--- Assignment ---
Produce a word-for-word copy of the data below.

Data records:
PR #7424, opened 2022-12-07
Configurable substituter disable time

cidkidnix:
Allow to change how long substituters are disabled for based on a nix.conf config option
Still need to add a better explanation to globals.hh

### DIFF
--- a/src/libstore/globals.hh
+++ b/src/libstore/globals.hh
@@ -515,6 +515,10 @@ public:
         this, true, "enforce-determinism",
         "Whether to fail if repeated builds produce different output. See `repeat`."};
 
+    Setting<unsigned int> substituterDisableTime{
+        this, 60, "substituter-disable-time",
+            "How long to disable substituters on fail"};
+
     Setting<Strings> trustedPublicKeys{
         this,
         {"cache.nixos.org-1:6NCHdD59X431o0gWypbMrAURkbJ16ZPMQFGspcDShjY="},
--- a/src/libstore/http-binary-cache-store.cc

--- Response box ---
PR #7424, opened 2022-12-07
Configurable substituter disable time

cidkidnix:
Allow to change how long substituters are disabled for based on a nix.conf config option
Still need to add a better explanation to globals.hh

### DIFF
--- a/src/libstore/globals.hh
+++ b/src/libstore/globals.hh
@@ -515,6 +515,10 @@ public:
         this, true, "enforce-determinism",
         "Whether to fail if repeated builds produce different output. See `repeat`."};
 
+    Setting<unsigned int> substituterDisableTime{
+        this, 60, "substituter-disable-time",
+            "How long to disable substituters on fail"};
+
     Setting<Strings> trustedPublicKeys{
         this,
         {"cache.nixos.org-1:6NCHdD59X431o0gWypbMrAURkbJ16ZPMQFGspcDShjY="},
--- a/src/libstore/http-binary-cache-store.cc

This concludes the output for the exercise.